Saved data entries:
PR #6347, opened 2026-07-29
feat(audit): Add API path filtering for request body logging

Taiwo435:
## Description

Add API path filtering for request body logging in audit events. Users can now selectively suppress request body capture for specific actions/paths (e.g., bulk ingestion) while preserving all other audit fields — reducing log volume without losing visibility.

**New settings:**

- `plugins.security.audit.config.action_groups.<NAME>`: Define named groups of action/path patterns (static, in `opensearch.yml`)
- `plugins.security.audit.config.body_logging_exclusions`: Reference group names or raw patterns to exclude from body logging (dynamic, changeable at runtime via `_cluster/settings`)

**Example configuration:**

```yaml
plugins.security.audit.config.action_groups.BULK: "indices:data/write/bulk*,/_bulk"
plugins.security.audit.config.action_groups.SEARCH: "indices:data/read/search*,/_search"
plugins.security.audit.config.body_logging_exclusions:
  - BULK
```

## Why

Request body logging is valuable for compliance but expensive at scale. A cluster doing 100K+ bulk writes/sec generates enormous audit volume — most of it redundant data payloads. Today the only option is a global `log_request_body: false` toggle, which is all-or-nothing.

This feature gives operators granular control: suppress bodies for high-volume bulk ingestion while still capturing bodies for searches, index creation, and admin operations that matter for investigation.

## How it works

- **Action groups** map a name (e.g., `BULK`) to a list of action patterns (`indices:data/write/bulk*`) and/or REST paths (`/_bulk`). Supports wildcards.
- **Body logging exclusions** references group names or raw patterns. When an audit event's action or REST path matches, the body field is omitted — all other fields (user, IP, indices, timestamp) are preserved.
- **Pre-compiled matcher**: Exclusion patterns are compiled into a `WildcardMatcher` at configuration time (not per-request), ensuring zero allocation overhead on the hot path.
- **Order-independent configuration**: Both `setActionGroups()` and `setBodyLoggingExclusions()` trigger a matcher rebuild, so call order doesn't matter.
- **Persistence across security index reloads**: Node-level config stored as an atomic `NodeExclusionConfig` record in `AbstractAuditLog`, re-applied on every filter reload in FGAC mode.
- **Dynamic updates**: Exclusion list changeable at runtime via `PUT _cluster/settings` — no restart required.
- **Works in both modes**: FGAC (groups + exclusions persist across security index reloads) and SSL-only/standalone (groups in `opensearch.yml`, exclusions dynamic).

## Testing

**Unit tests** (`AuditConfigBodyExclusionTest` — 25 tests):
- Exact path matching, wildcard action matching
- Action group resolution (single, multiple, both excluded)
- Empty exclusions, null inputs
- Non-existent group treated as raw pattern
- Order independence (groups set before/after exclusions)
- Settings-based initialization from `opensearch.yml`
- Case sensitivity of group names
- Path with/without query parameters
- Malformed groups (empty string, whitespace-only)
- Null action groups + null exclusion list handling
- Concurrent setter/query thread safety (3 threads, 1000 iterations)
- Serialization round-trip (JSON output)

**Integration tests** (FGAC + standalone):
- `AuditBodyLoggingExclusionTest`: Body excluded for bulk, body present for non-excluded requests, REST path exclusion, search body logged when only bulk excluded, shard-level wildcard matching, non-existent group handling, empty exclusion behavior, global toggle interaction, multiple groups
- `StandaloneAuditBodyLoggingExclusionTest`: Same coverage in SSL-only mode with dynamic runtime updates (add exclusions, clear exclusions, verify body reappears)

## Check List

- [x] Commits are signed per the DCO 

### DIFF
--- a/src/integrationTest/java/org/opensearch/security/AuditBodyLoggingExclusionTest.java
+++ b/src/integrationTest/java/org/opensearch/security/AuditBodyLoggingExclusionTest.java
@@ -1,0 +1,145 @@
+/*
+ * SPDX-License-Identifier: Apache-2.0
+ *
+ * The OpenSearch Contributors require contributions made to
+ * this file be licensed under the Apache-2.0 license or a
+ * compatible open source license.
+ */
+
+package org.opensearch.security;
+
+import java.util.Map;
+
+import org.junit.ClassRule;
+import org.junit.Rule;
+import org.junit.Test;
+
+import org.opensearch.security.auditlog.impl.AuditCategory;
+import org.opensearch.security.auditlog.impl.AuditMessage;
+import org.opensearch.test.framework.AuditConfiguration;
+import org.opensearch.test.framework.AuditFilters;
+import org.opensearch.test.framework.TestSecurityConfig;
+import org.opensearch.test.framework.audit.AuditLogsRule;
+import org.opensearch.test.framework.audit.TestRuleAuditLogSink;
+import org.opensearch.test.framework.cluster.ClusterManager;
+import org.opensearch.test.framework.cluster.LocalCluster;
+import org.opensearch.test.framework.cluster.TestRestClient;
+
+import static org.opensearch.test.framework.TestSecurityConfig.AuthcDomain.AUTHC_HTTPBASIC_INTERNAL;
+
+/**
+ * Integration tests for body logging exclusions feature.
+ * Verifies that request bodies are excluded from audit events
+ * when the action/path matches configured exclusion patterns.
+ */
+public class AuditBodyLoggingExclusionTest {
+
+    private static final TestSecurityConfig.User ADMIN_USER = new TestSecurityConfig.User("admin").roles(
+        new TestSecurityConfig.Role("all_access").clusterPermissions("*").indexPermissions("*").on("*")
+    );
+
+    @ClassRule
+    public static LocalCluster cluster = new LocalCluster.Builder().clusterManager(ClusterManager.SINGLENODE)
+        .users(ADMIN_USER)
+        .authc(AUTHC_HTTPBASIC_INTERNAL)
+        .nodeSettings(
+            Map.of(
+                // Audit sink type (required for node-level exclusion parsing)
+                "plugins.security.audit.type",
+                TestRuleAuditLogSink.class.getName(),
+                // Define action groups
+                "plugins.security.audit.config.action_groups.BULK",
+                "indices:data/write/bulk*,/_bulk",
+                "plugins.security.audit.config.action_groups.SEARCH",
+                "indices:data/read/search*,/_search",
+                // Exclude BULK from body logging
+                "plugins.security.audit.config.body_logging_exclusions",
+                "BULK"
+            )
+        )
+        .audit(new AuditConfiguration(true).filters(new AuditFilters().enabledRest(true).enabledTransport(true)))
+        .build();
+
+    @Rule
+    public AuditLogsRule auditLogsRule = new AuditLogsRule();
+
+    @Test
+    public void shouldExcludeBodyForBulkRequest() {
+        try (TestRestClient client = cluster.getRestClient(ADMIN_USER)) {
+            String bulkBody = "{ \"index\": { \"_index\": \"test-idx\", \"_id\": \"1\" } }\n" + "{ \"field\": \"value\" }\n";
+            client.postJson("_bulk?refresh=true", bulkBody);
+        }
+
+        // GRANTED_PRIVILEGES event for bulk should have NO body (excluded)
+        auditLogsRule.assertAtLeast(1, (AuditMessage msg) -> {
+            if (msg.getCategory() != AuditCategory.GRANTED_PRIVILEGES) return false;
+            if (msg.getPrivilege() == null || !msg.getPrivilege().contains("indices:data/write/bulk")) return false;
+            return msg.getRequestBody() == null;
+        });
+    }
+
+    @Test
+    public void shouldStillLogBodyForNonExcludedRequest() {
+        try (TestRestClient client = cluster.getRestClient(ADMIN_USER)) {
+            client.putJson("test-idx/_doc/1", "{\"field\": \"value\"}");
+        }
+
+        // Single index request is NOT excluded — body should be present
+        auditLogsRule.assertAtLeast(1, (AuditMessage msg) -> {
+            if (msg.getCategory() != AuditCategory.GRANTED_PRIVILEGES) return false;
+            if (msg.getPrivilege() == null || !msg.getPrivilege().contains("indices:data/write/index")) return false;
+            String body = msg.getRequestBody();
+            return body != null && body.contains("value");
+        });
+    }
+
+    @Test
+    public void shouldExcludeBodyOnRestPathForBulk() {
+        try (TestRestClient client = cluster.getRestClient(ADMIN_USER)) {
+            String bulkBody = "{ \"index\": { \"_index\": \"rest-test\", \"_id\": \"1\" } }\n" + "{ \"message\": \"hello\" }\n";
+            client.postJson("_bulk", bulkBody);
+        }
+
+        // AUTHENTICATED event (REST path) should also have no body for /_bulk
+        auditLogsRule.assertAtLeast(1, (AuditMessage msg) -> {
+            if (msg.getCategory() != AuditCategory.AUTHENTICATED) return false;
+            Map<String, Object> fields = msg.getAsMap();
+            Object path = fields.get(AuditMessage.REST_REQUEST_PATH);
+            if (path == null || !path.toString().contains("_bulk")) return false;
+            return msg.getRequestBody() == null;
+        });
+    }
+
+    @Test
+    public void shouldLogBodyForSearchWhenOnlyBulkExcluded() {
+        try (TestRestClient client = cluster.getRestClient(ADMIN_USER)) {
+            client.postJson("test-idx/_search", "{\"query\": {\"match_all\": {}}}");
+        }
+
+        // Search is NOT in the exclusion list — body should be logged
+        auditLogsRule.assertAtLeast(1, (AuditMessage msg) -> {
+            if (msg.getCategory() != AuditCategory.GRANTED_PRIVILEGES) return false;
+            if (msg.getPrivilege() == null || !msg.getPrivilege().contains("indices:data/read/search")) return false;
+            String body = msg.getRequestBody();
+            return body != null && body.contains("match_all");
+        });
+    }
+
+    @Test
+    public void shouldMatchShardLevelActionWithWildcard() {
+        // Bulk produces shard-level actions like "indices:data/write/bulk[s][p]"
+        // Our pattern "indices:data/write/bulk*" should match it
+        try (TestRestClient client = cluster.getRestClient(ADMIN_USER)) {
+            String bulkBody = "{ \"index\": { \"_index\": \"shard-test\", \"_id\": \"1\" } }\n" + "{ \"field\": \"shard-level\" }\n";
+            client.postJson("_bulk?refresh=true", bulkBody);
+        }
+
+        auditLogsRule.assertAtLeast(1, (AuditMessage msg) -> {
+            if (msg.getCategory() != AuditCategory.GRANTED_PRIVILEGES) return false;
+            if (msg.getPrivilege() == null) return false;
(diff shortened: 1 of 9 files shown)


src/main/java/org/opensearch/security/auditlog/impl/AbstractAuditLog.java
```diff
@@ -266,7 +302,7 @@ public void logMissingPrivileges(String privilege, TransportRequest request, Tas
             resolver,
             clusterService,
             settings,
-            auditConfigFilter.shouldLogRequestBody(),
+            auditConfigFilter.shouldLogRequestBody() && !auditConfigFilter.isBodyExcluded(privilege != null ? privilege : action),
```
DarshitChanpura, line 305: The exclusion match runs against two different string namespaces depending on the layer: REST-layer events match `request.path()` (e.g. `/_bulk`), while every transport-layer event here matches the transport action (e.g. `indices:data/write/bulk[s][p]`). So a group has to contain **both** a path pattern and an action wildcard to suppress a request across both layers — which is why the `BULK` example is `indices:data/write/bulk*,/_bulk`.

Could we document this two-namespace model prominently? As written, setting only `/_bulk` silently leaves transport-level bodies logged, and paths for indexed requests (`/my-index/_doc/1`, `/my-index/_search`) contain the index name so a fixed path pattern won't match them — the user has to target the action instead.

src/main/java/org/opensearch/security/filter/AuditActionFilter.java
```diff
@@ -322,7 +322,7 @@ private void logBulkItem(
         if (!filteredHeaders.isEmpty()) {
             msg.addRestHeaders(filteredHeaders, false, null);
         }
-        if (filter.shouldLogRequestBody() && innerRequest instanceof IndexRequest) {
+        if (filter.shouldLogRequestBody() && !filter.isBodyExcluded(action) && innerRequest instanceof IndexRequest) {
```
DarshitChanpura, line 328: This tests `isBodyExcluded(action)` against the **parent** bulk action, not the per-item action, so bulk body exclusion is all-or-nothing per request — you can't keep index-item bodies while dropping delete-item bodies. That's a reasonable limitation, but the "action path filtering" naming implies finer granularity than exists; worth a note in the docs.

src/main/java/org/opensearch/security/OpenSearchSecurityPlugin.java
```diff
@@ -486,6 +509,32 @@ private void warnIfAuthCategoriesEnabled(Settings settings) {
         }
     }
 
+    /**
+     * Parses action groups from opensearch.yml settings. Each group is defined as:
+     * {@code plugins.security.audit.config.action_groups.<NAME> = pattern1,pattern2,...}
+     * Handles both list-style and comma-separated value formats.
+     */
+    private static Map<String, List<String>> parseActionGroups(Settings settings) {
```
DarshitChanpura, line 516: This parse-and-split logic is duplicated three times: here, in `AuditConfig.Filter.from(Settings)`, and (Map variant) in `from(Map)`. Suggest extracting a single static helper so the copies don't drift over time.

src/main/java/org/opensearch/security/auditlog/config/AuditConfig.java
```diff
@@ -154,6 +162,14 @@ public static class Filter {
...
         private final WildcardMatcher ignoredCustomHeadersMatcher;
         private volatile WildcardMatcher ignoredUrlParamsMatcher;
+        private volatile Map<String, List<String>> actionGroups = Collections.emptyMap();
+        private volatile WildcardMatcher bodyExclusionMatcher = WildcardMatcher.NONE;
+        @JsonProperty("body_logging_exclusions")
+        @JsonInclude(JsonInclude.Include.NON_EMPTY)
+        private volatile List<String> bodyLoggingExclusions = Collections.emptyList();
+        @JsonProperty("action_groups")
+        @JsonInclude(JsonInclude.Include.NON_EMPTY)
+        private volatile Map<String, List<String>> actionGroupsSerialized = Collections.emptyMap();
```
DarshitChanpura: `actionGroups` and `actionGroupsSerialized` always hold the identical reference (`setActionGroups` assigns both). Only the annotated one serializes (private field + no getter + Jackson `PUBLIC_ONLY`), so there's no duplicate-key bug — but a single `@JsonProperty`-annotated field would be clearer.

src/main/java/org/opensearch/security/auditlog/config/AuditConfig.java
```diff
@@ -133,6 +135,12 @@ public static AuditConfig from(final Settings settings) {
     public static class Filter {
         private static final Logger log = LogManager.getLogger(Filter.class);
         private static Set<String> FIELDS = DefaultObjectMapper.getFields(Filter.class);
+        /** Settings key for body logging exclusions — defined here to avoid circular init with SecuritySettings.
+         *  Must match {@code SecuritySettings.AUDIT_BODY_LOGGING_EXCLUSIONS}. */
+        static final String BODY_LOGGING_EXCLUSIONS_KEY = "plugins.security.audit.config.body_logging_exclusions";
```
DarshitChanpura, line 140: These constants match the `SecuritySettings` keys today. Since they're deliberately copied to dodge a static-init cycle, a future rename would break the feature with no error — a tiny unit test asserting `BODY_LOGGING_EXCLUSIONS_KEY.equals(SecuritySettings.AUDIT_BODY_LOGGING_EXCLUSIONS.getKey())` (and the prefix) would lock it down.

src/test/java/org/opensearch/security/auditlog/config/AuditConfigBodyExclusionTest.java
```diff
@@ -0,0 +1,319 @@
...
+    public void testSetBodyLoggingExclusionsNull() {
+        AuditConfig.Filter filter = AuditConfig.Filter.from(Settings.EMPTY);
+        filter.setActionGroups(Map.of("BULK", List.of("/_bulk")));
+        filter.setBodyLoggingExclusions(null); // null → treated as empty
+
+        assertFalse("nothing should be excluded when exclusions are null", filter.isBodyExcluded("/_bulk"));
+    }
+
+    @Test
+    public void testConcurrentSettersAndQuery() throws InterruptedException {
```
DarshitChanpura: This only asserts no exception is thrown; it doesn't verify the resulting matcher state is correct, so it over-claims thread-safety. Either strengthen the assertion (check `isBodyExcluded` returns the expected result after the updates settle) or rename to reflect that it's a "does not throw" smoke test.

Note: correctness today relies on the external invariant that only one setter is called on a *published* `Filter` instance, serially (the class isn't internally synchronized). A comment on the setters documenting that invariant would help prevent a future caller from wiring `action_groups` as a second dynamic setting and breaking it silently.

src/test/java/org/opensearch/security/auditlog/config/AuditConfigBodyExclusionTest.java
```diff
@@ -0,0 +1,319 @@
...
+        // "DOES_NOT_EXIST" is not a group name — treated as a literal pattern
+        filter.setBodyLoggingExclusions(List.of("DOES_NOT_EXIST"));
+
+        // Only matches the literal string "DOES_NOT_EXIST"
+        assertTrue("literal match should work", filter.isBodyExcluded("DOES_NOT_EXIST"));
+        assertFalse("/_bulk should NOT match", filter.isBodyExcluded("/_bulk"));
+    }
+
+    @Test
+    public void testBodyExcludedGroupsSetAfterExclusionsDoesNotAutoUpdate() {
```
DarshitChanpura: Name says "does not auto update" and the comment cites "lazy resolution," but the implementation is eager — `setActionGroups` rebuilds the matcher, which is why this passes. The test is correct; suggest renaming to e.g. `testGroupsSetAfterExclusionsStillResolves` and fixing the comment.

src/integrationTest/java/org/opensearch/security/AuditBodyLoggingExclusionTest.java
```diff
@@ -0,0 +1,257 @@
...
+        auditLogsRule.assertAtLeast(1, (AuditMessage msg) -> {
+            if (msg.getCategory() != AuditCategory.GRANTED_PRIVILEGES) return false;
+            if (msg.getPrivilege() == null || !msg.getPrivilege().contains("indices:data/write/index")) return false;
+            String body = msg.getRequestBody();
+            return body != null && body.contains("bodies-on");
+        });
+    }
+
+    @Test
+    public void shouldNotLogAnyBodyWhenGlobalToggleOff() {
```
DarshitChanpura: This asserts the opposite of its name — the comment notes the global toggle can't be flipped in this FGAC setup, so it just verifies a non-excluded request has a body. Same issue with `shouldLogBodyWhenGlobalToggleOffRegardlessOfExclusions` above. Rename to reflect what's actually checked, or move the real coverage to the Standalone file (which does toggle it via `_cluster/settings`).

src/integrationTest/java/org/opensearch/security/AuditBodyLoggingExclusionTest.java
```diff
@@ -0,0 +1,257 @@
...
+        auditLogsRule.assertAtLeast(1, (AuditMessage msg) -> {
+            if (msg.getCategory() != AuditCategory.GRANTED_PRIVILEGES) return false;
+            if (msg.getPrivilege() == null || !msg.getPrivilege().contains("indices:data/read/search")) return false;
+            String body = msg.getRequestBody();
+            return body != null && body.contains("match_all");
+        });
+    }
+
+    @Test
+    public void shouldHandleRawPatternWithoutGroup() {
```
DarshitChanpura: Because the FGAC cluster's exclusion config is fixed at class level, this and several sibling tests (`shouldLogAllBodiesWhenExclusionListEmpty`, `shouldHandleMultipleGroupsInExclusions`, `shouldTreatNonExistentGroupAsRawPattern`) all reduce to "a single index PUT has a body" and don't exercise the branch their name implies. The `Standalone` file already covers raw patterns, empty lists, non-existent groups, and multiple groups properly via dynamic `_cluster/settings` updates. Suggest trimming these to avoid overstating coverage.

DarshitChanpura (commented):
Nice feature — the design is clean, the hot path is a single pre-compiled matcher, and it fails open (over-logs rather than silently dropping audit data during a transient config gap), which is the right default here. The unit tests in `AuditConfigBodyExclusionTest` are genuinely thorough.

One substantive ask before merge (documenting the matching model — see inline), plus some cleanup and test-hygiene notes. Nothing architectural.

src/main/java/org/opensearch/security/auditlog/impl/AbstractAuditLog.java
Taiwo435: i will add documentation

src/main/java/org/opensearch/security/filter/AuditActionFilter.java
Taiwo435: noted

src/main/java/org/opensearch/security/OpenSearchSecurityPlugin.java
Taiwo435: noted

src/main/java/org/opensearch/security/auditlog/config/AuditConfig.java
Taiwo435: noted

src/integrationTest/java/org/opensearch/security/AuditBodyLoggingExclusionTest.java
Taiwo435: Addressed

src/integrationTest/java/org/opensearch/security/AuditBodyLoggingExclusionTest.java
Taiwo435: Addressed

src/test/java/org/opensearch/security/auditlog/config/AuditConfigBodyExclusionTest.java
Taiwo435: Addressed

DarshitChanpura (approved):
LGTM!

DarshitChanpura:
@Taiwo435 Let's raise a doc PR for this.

ABOUT THIS EXERCISE
If a line above holds the string "junit", return it as it stands.

RESPONSE TO THIS EXERCISE
+import org.junit.ClassRule;
+import org.junit.Rule;
+import org.junit.Test;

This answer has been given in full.